How to calculate the following sum:

Question

How may one calculate $$\lim_{n\to\infty} \ \left(\left(\sum_{k=1}^{n} \frac{1}{3k-1}\right) - \frac{\ln n}{3}\right) \ ?$$

Answer 1

$$\lim_{n\to\infty}\left(\frac{\ln n}3-\sum_{k=1}^n\frac1{3k-1}\right)=\lim_{n\to\infty}\left(\frac{\ln n}3-\sum_{k=1}^n\frac1{3k+2}\right)=\frac13\cdot\lim_{n\to\infty}\left(\ln n-\sum_{k=0}^{n-1}\frac1{k+\frac23}\right)$$

Now, suppose that instead of $\dfrac23$ we have a natural number m. Knowing that $\displaystyle\lim_{n\to\infty}\bigg[\ln n-$

$-\displaystyle\sum_{k=1}^n\frac1k\bigg]=\gamma,~$ it is trivial to show that $\displaystyle\lim_{n\to\infty}\left[\ln n\!-\!\sum_{k=1}^n\frac1{k+m}\right]=\gamma+H_m,~$ where $H_m=$

$=\displaystyle\sum_{k=1}^m\frac1k~$ is the $m^{th}$ harmonic number. The only trouble is that $\dfrac23\not\in\mathbb{N}$, so the above definition

does not apply here in this particular case.

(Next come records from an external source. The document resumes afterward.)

PR #1311, opened 2026-07-17
Ship Next standalone output in the runner image (#1305)

### LINKED ISSUE #1305: Shrink the runner image (Next standalone output) to speed up deploys
Follow-up to #1304 (deploy speedup items 1–2). This is item 3.

## Problem

The production image is **318 MB**, and its size shows up in several places in every deploy:

- `COPY node_modules` + `COPY .next` into the runner: ~41s
- Exporting layers: ~35s; push: ~5s
- Machine image pulls during the canary + rolling update (~2m50s of the deploy is rollout)

The runner ships the full pruned `node_modules`, but `dist/server.js`, `dist/worker.js`, `dist/discord-bot.js`, and `dist/migrate.js` are already self-contained esbuild bundles — the big dependency tree is mostly there for the Next.js runtime that `dist/server.js` wraps.

## Proposal

Use Next's `output: 'standalone'`, which traces the server build and emits a minimal `node_modules` subset (typically a fraction of the full tree), and copy that into the runner instead of the full pruned `node_modules`.

Things to work through:

- The custom server (`scripts/server.ts` → `dist/server.js`) wraps Next rather than using the generated `standalone/server.js` — need to confirm the esbuild bundle resolves `next` from the standalone `node_modules`, or adjust the bundle to keep `next` external and point at it.
- The native module symlinks (`node_modules/@lion-reader/{sanitizer,readability,feed-parser}` → `../../native/...`) must survive — standalone output won't know about them, so they likely need explicit handling.
- `pnpm prune --prod` and the runner's `node_modules` COPY can then be dropped entirely.
- Anything else resolved at runtime from `node_modules` that isn't traced by the Next build (e.g. deps only used by the worker/discord bundles — though those are bundled, so in principle none).

## Expected impact

Rough guess: image drops to ~120–150 MB, saving ~30–60s of copy/export/push in the build plus faster machine pulls during rollout.

---
*Filed by Claude on behalf of Brendan (from the deploy-speed investigation).*

brendanlong:
Closes #1305 (follow-up to #1304, deploy speedup item 3).

## What

Ship Next's `output: "standalone"` traced `node_modules` (~76 MB uncompressed) in the runner instead of the full `pnpm prune --prod` tree, cutting the image size and the copy/export/push/pull time it costs every deploy.

- **`next.config.ts`**: enable `output: "standalone"`.
- **`scripts/server.ts`**: in production, hand `next()` the resolved build-time config from `.next/required-server-files.json` via `__NEXT_PRIVATE_STANDALONE_CONFIG` — the same mechanism the generated standalone `server.js` uses. Without this, `next()` tries to load config at runtime and requires `next/dist/compiled/webpack/webpack-lib`, which the trace deliberately omits. This also removes the need for the generated one-line `next.config.js` in the image.
- **`scripts/fixup-standalone.mjs`** (new, run in the builder after `pnpm build`): patches the gaps `@vercel/nft` misses:
  - `html-rewriter-wasm` — `dist/html_rewriter.js` dynamically requires `./asyncify.js`, which isn't traced (instrumentation failed to load without it).
  - `argon2` — the prebuild is resolved per-platform/libc at runtime; the trace only includes the variant matching the build machine, so copy all `prebuilds/` (1.2 MB) to be safe across glibc/musl.
  - `next`'s top-level subpath shims — `dist/server.js` requires `next/constants`; the shim's *target* is traced but the one-line shim file isn't.
  - `@lion-reader/*` workspace symlinks — the trace resolves them to their real `native/` paths, so no `node_modules/@lion-reader` entries exist; recreate them (the Dockerfile still copies the actual native files/binaries from the native-builder stage).
- **`Dockerfile`**: run the fixup, `mv .next/standalone /standalone` so the runner's `.next` COPY doesn't ship a duplicate node_modules, copy the traced node_modules, drop the `pnpm prune --prod` step.
- **`scripts/start-all.sh`**: plain bash job control instead of `npx concurrently` (concurrently isn't in the traced tree). Forwards SIGTERM/SIGINT and propagates the first exit code. Fly runs each process directly via `[processes]`, so this only affects local/default-CMD runs.

## Verification

Assembled the exact runner layout (standalone node_modules + `.next` + `native/` + `dist/`) in a temp dir against a real Postgres/Redis (`pnpm services`) and verified:

- `dist/migrate.js` runs migrations successfully
- `dist/server.js` boots: `/api/health` 200 (DB+Redis healthy), `/login` SSR 200, `/api/openapi` 200 (trpc-to-openapi), static assets + `_next/static` chunks 200, brotli compression active
- `dist/worker.js` boots and processes jobs
- All runtime externals load from the traced tree: argon2 (hash+verify round-trip), sanitizer/readability/feed-parser natives, html-rewriter-wasm, trpc-to-openapi
- `pnpm typecheck`, `pnpm lint`, unit tests (2467 passed), and the e2e suite with `E2E_PRODUCTION=true` (50 passed) all green

Not verified here: an actual `docker build` (no daemon in this sandbox). The first deploy should confirm the final image size — the standalone node_modules is ~76 MB uncompressed vs the previous pruned tree, so the image should land in the neighborhood of the issue's ~120–150 MB estimate.

### DIFF
--- a/Dockerfile
+++ b/Dockerfile
@@ -106,6 +106,13 @@ ENV NEXT_PUBLIC_SENTRY_DSN=$NEXT_PUBLIC_SENTRY_DSN
 RUN --mount=type=cache,id=next-cache,target=/app/.next/cache \
     pnpm build
 
+# `output: "standalone"` emitted a traced, minimal node_modules into
+# .next/standalone — the runner ships that instead of the full pruned tree
+# (issue #1305). Patch the gaps the trace misses (dynamic requires, next's
+# subpath shims, the @lion-reader workspace symlinks), then move it out of
+# .next so the runner's .next COPY doesn't pick up a duplicate node_modules.
+RUN node scripts/fixup-standalone.mjs && mv .next/standalone /standalone
+
 # Build custom server bundle (compression + Next.js wrapper)
 RUN pnpm build:server
 
@@ -117,12 +124,6 @@ RUN pnpm build:discord-bot
 
 # Build migration bundle (single optimized JS file)
 RUN pnpm build:migrate
-
-# Prune dev dependencies after build. CI=true lets pnpm remove/recreate the
-# modules directory without a confirmation prompt (there's no TTY in the
-# builder; without it prune fails with ERR_PNPM_ABORTED_REMOVE_MODULES_DIR_NO_TTY).
-RUN --mount=type=cache,id=pnpm,target=/root/.local/share/pnpm/store \
-    CI=true pnpm prune --prod --ignore-scripts
 
 # =============================================================================
 # Stage 5: Production runner (minimal image, no pnpm needed)
@@ -146,8 +147,12 @@ ENV HOSTNAME="0.0.0.0"
 COPY --from=builder /app/public ./public
 COPY --from=builder /app/package.json ./package.json
 
-# Copy production node_modules (already pruned in builder)
-COPY --from=builder /app/node_modules ./node_modules
+# Copy the traced standalone node_modules (a fraction of the full tree; see
+# the fixup-standalone step in the builder). dist/server.js keeps `next`
+# external and resolves it from here; the worker/discord bundles only need
+# their few runtime externals (argon2, html-rewriter-wasm, @lion-reader/*),
+# which the Next server graph also uses, so the trace covers them.
+COPY --from=builder /standalone/node_modules ./node_modules
 
 # The native modules: node_modules/@lion-reader/{sanitizer,readability,feed-parser}
 # are pnpm workspace symlinks into these directories, so they must exist in the
@@ -181,11 +186,10 @@ COPY --from=builder /app/dist/discord-bot.js ./dist/discord-bot.js
 COPY --from=builder /app/scripts/start-all.sh ./scripts/start-all.sh
 RUN chmod +x scripts/start-all.sh
 
-# Generate minimal next.config.js for runtime.
-# The full next.config.ts requires TypeScript and build-time-only deps (next-pwa,
-# sentry). Only compress:false is needed at runtime — everything else (headers,
-# webpack, etc.) is baked into .next/ at build time.
-RUN echo 'module.exports = { compress: false };' > next.config.js
+# No next.config.js in the image: dist/server.js hands next() the resolved
+# build-time config from .next/required-server-files.json (the standalone
+# mechanism) — the traced node_modules doesn't include the runtime
+# config-loading machinery. See scripts/server.ts.
 
 # Switch to non-root user
 USER nextjs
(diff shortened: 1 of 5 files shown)


brendanlong:
Ran an Opus-level review of this PR. Outcome: **no blockers or majors**. The reviewer verified all 35 bare requires from `.next/server` resolve in the standalone tree, that argon2's musl prebuild + node-gyp-build/@phc/format chain is covered, that `required-server-files.json` carries the full resolved config (including `compress: false`), and that the bash `start-all.sh` correctly propagates exit codes and forwards signals.

Two minor findings, both addressed in e2c1b8ad:
- `fixup-standalone.mjs` now removes the traced package subset before the wholesale copy (`cpSync` with `force` throws `EEXIST` on file-type mismatches like symlink vs regular file, rather than overwriting).
- `server.ts` now fails with a clear message when `.next/required-server-files.json` is missing (e.g. `pnpm start` without a prior build) instead of a raw ENOENT.

Noted for a possible follow-up (not this PR): the `jsdom` externals in `next.config.ts` and `build-server.mjs` are dead code — isomorphic-dompurify is gone and nothing in the runtime graph requires jsdom anymore.

Remaining caveat: no docker daemon was available here, so the real Alpine build wasn't run — verification was against a locally-assembled runner layout (details in the PR description). The fixup's unconditional whole-package copies are specifically designed to be robust to the glibc/musl trace difference, but the first deploy is the final confirmation.

— Claude

brendanlong:
Follow-up: built the image for real with **podman 5.7** (no docker daemon here, but podman handles the BuildKit cache mounts fine), closing the Alpine/musl loop from the earlier review:

**Size**
- **130 MB compressed** (`podman save | gzip`), vs the 318 MB baseline from #1305 — right in the issue's 120–150 MB estimate.
- 450 MB uncompressed, of which the `node:26-alpine` base is ~183 MB. The `node_modules` layer is now **72 MB** (uncompressed); the other big layers are `public/` at 84 MB (mostly ONNX wasm) and `.next` at 93 MB, unchanged by this PR.

**Smoke test of the built image** (against real Postgres/Redis via `pnpm services`, `--network=host`):
- `node dist/migrate.js` (the release command): migrations completed
- `node dist/server.js`: `/api/health` 200 with DB+Redis healthy, `/login` SSR 200, `/api/openapi` 200, zstd compression negotiated
- `node dist/worker.js`: started and polling
- argon2 **musl** prebuild hash+verify round-trip, sanitizer v9 / readability / feed-parser natives, html-rewriter-wasm, trpc-to-openapi all load inside the container
- Default CMD (`start-all.sh`): all processes up, health OK; `podman stop` → SIGTERM forwarded, graceful shutdown completed in 1.7 s, exit 143

That removes the last caveat from the review — the standalone image works end-to-end on the actual Alpine/musl target.

— Claude

PR #1337, opened 2026-07-17
Fix image flash on entry navigation (decode cached images before paint)

brendanlong:
## Problem

Paging through demo entries (and reopening after going back to the list) shows a **flash as images load**, even though the network panel shows service-worker/CDN cache hits in ~0 ms. The images are cached, so why do they visibly reload?

## Root cause

It's not a caching problem — it's DOM identity + first-paint decode:

- Each entry gets its own **keyed** `ScrollContainer` (`DemoRouter.tsx`; the real app keys `EntryContent` the same way in `UnifiedEntriesContent.tsx`), and content is injected via `dangerouslySetInnerHTML`. So every navigation mounts **brand-new `` nodes**.
- A fresh `` never paints its bytes on the first frame, **even when cached**: the browser reserves the box, decodes `decoding="async"` off the critical path, and paints a frame later. For sanitizer-stamped `loading="lazy"` images the deferral is worse. That empty→decode gap is the flash. The HTTP cache removes network time, not the decode-and-repaint of a new element.

(Removing the `key` was considered and rejected: it's what resets scroll-to-top per entry, and it wouldn't help anyway — different entries swap the innerHTML and recreate the img nodes regardless.)

## Fix

`useImagePrefetch` now runs in a **layout effect (before paint)** and, for every image already in/near the viewport, sets `loading="eager"` + `decoding="sync"` so the browser decodes a cached image and presents it **atomically on the first paint**. Lazy images below the fold keep the IntersectionObserver upgrade-on-approach path.

Shared across both readers: the hook call moves into `EntryContentRenderer` (the leaf the real app **and** the demo both render through) instead of `EntryContentBody`. The demo's raw, unsanitized HTML has plain-eager images with no `loading="lazy"`, so the selector is broadened from `img[loading="lazy"]` to all `img` to cover them too.

## Verification

- New unit test `tests/unit/frontend/hooks/useImagePrefetch.test.ts` covers the in-viewport eager+sync flip, the 50% near-margin, and that far-below-fold images are left alone.
- Full unit suite green (2526 passed); typecheck + lint clean.
- Driven in a real browser via the demo: the in-viewport hero image gets `eager` + `sync` decode on first load **and again after a back-to-list → reopen round-trip** (the exact reported scenario), while below-fold images stay untouched.

### DIFF
--- a/src/components/entries/EntryArticle.tsx
+++ b/src/components/entries/EntryArticle.tsx
@@ -157,7 +157,7 @@ export function EntryArticle({
         <EntryContentRenderer
           sanitizedContent={contentHtml}
           fallbackContent={fallbackContent}
-          contentRef={contentRef ?? { current: null }}
+          contentRef={contentRef}
           textSizeClass={textSizeClass}
           textStyle={textStyle ?? {}}
         />
--- a/src/components/entries/EntryContentBody.tsx
+++ b/src/components/entries/EntryContentBody.tsx
@@ -21,7 +21,6 @@ import { processHtmlForHighlighting } from "@/lib/narration/client-paragraph-ids
 import { selectDisplayedContent } from "@/lib/narration/select-content";
 import { useNarrationSettings } from "@/lib/narration/settings";
 import { useEntryTextStyles } from "@/lib/appearance/AppearanceProvider";
-import { useImagePrefetch } from "@/lib/hooks/useImagePrefetch";
 import { useSwipeGesture } from "@/lib/hooks/useSwipeGesture";
 import { EntryArticle } from "./EntryArticle";
 import { StickyEntryControls } from "./StickyEntryControls";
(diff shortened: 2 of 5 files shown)


brendanlong:
Ran an independent code review. No correctness bugs or regressions found — ref forwarding (narration highlighting still works), per-entry remount, and SSR safety all check out.

Addressed the one substantive caveat it raised: the synchronous eager + `decoding="sync"` pass now only targets images **actually in the viewport**, not everything within the observer's 50% margin. Using the wide margin there would mass-eager-load and sync-decode images just below the fold on long articles (feed images often lack `width`/`height`, so they collapse to height 0 and stack near the top before loading), defeating lazy loading. Below-fold prefetch-ahead stays with the IntersectionObserver, which upgrades lazy images to eager as they approach — without sync decode, since they aren't visible yet and have no flash to prevent.

Re-verified in a browser: the visible hero gets `eager`/`sync`; below-fold images stay `auto`/`auto`.

— Claude

PR #1349, opened 2026-07-18
Recover from ChunkLoadError by reloading once

brendanlong:
## Problem

`https://lionreader.b-cdn.net/demo/all` intermittently throws:

```
ChunkLoadError: Loading chunk 3241 failed.
(error: .../_next/static/chunks/3241-0c8c6c0909f9cc2f.js)
```

I confirmed with live requests that the failing chunk **404s on both the CDN and the origin** — it isn't a CDN reliability problem, it's version skew. The demo HTML is CDN-cached (`s-maxage=3600, stale-while-revalidate=604800`, see `src/server/http/page-cache.ts`), so a visitor can be served HTML from an older build that references a chunk hash a later deploy replaced. Even though `/demo/all` is fully SSR'd, App Router still ships a client bundle to *hydrate* it into an interactive tree, so it must load those chunks — the fetch is hydration, not deferred rendering.

## Fix

A blocking `<head>` script (`src/lib/chunk-reload.ts`, mounted in the root layout next to the theme/appearance scripts) listens for `ChunkLoadError` via the `error` / `unhandledrejection` events and forces **one** full reload to pull the current HTML + chunk hashes. A `sessionStorage` time-window guard (`RELOAD_WINDOW_MS`) prevents a reload loop if the reload still lands on the missing chunk, while a genuinely later mismatch (a deploy mid-session) is outside the window and still recovers.

**Why an inline head script, not a `"use client"` component:** the failure mode is chunk loading itself. A handler that lives in a chunk and registers from a `useEffect` can't reliably catch its own failure to load — hydration can throw before that effect commits. Inline in `<head>`, the listener is live before any chunk loads and covers every route from one mount point.

Pairs with the deploy-time CDN purge (being added separately) that shrinks the stale-HTML window; this makes any tab that still hits skew self-heal.

## Tests

`tests/unit/chunk-reload.test.ts` executes the generated script against a fake `window` and drives its listeners: reloads once on a chunk error (via both event types, and by message without the `ChunkLoadError` name), never on unrelated errors, at most once per guard window, and again after the window elapses.

### DIFF
--- a/src/app/layout.tsx
+++ b/src/app/layout.tsx
@@ -6,6 +6,7 @@ import { appUrl } from "@/server/config/env";
 import { ThemeProvider } from "@/lib/theme/ThemeProvider";
 import { DEFAULT_THEME, THEME_STORAGE_KEY, THEMES } from "@/lib/theme/config";
 import { buildTextAppearanceScript } from "@/lib/appearance/config";
+import { buildChunkReloadScript } from "@/lib/chunk-reload";
 import "./globals.css";
 
 const geistSans = Geist({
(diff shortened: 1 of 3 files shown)


brendanlong:
Waiting to land this since I think it may already be solved by purging the CDN on deploys.

Issue #1318, opened 2026-07-17
Serve static assets via BunnyCDN (assetPrefix) to offload demo + launch bandwidth


brendanlong:
## Motivation

Prep for a possible Hacker News launch. The capacity benchmark (#1313) found that HN traffic is dominated by **anonymous** landing-page + `/demo` traffic, and that **`/demo` is 100% static** — prerendered HTML, static JS, and hard-coded article data (`src/app/demo/articles/*.ts`), zero DB/API calls. So a demo flood is essentially static-asset serving, which a CDN can absorb almost entirely — cutting Fly egress (~$0.02/GB) and offloading request-serving CPU from the app machines.

A BunnyCDN pull zone already exists: **https://lionreader.b-cdn.net/** (origin should be the app, e.g. `https://lionreader.com`).

## Plan: `assetPrefix` (safe, no risk to dynamic routes or SSE)

Point Next.js `assetPrefix` at the pull zone so only immutable, content-hashed bundles under `/_next/static/*` load from the CDN. Every dynamic route, `/api/*`, and the SSE stream stay on the origin, untouched.

1. In `next.config.ts`, set `assetPrefix` from an env/build arg (inlined at build time), e.g. `ASSET_PREFIX=https://lionreader.b-cdn.net`. Leave it unset in dev.
2. Configure the Bunny pull zone: origin = the app; **respect origin `Cache-Control`** (Next serves `/_next/static` as `immutable, max-age=31536000`; images/fonts already get 1-day + SWR from `next.config.ts` `headers()`).

## ⚠️ The gotcha that will silently break it: CSP

`src/server/http/csp.ts` builds a strict per-request CSP (#1275). Two directives must be updated or the browser blocks CDN assets:

- **`script-src`** uses `'nonce' 'strict-dynamic'` → CDN-hosted **JS works as-is** (Next's nonce'd bootstrap dynamically loads chunks; strict-dynamic propagates trust regardless of origin). Optionally add `https://lionreader.b-cdn.net` as the pre-CSP3 fallback (ignored when strict-dynamic is honored).
- **`style-src 'self' 'unsafe-inline'`** → CDN-hosted **CSS (`/_next/static/css/*`) is BLOCKED**. Must add `https://lionreader.b-cdn.net`.
- **`font-src 'self' data:`** → CDN-hosted **fonts (`/_next/static/media/*` via `next/font`) are BLOCKED**. Must add `https://lionreader.b-cdn.net`.
[...]

PR #1351, opened 2026-07-18
Fix public-page background flash: stale CDN HTML + unthemed error pages (#1350)

### LINKED ISSUE #1350: Background flash on public-page navigation: stale CDN HTML references deleted build assets, hydration fails into unthemed global-error
## Symptom

Navigating between the demo, sign-in, registration, and legal pages sometimes shows a brief flash where the background is lighter than the final page in dark mode (darker in light mode). Reproduces most often via the CDN (lionreader.b-cdn.net), more in Firefox than Chromium. Several rendering-side fixes (blocking theme script, SSR/hydration matching, service-worker changes) made no difference.

## Root cause (verified by frame-by-frame capture)

The flash is not a browser paint artifact — it is the app's own **`global-error` page**, which rendered an unthemed white `<html><body>` with a blue button.

The failure chain:

1. `page-cache.ts` marked the public pages `s-maxage=3600, stale-while-revalidate=604800`, so Bunny could serve HTML cached before a deploy for up to an hour (and up to a week while revalidating).
2. Every deploy deletes the previous build's hashed `/_next/static` assets, so that stale HTML references route chunks that now **404** (`text/plain` + `nosniff` → Firefox `NS_ERROR_CORRUPTED_CONTENT`).
3. The SSR HTML still paints correctly for a moment, then hydration hits the missing chunk and Next swaps the whole document to `global-error` — default-white. In dark mode that's a bright flash (or a stuck white error page for cold-cache visitors); Chrome's paint-holding and its own immutable-cached chunks from prior visits made it rarer there.

Captured on production: `/terms` (dark) → navigate → `/login` paints dark for ~60 ms → white "Something went wrong" page, persisting. The console shows the blocked chunk (`/_next/static/chunks/app/(auth)/login/page-*.js` 404).

Frequent deploys are what made this look random: each deploy re-opens the window until the CDN revalidates, and returning browsers were shielded by their own immutable chunk cache.

## Fixes (PR to follow)

- Cut the public-page CDN policy to `s-maxage=300, stale-while-revalidate=60`.
- Purge the Bunny pull zone after each successful deploy (needs `BUNNY_API_KEY` + `BUNNY_PULL_ZONE_ID` secrets).
- Theme `global-error` self-containedly (inline style, prefers-color-scheme + stored theme) and auto-reload once (guarded) before showing it — a plain reload fixes the stale-HTML case since browsers send `max-age=0`.
- Add a themed root `not-found` page (the built-in one is also unthemed white).

## Follow-up (the fully-correct fix)

Make old build assets survive deploys — e.g. upload each build's `/_next/static` to object storage (Bunny storage zone / S3) and serve via `assetPrefix`, keeping the last few builds. Then stale HTML is always hydratable and the CDN TTLs could be raised again.

---
*Filed by Claude 🤖*

brendanlong:
Closes #1350.

## What the "flash" actually was

Two related mechanisms, both diagnosed frame-by-frame (Xvfb framebuffer sampling + headed Firefox):

1. **Stale CDN HTML after deploys** (the error-causing one): the CDN could serve public-page HTML cached before a deploy for up to an hour + a week of `stale-while-revalidate`, but every deploy deletes the previous build's hashed `/_next/static` assets. The 404'd route chunk makes hydration fail and Next swaps the document to the unthemed white `global-error` page.
2. **The one-frame flash** (from the screen recording): ~2 frames (33ms) of the browser's default canvas (`#2b2a33` on dark-themed Firefox) painted between the old document and the new page's first paint. Colored by the *browser* theme — lighter than our dark canvas, darker than our light one. No page CSS can recolor that gap.

## Changes

- **`deploy.yml`**: with `BUNNY_STORAGE_ZONE_NAME`/`BUNNY_STORAGE_ZONE_PASSWORD` secrets set, the deploy splits into build `--build-only --push` → extract `/_next/static` from the exact built image → upload to the Bunny storage zone (`scripts/upload-bunny-static.sh`, additive — old builds' assets stay servable forever) → release → purge the pull zone. Assets are always in storage before HTML referencing them goes live. Without the secrets, the original single-step deploy runs unchanged. Serving the storage zone needs the Terraform-side pull zone + `/_next/static/*` edge rule tracked in #1318.
- **`globals.css`**: `@view-transition { navigation: auto }` — Chrome 126+/Safari 18.2+ hold the old page until the new one renders, eliminating the between-documents canvas flash (verified: navigation becomes a smooth 0.1s blend with zero default-canvas frames). Firefox inherits when its flagged cross-document implementation ships. Reduced-motion users get the hold-and-swap without the fade.
- **`global-error.tsx`**: themes itself via a self-contained inline `<style>` (`prefers-color-scheme` + stored theme; it can't rely on globals.css, which may itself be a dead asset) instead of rendering default-white.
- **`not-found.tsx`** (new): themed root 404 — the built-in one is also unthemed white.
- CDN TTLs in `page-cache.ts` are unchanged (an interim shortening was reverted): the CDN won't take traffic until the asset pipeline + edge rule are live, at which point stale HTML is harmless because old assets remain servable.

## Verification

- Upload script functionally tested against a local PUT server (paths with parentheses, binary payloads, empty-dir failure).
- Themed error/404 pages and the view transition verified on a local production build with headed browsers under Xvfb, sampling the X framebuffer at ~200Hz for flash frames.
- Typecheck, lint, unit tests, raw-color/theme-token checkers pass. Two Opus review passes (findings applied; no blockers).


brendanlong:
Addendum after analyzing a real screen recording of the flash (frame-by-frame): the user-visible flash is **~2 frames (33ms) of the browser's default canvas** (`#2b2a33`, Firefox dark theme) painted between the old document and the new page's first paint — separate from the chunk-404 → global-error failure this PR already fixes (that one was causing real errors, but shows a full error page rather than a one-frame flash). The default canvas is colored by the *browser* theme, not the page, which is exactly why it reads lighter than dark mode and darker than light mode. No page CSS can recolor that gap.

Pushed one more commit: `@view-transition { navigation: auto }` in globals.css. Chrome 126+ / Safari 18.2+ snapshot the old page and hold it until the new page renders — the gap disappears entirely (verified in headed Chromium with X framebuffer sampling: navigation is a smooth 0.1s blend, zero default-canvas frames). Firefox has cross-document view transitions behind a flag and inherits the fix when it ships; until then the residual one-frame flash in Firefox is browser-level behavior with no page-side fix.

— Claude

Therefore, we must seek to find another one, whose

meaning can easily be extended to non-natural arguments as well. Luckily for us, Euler already

found it three centuries ago! Here it is: $H_a=\displaystyle\int_0^1\frac{1-x^a}{1-x~~}dx.~$ In our case, $a=\dfrac23.~$ I have

evaluated a similar one here, for $a'=\dfrac13.~$ Wikipedia also lists their values.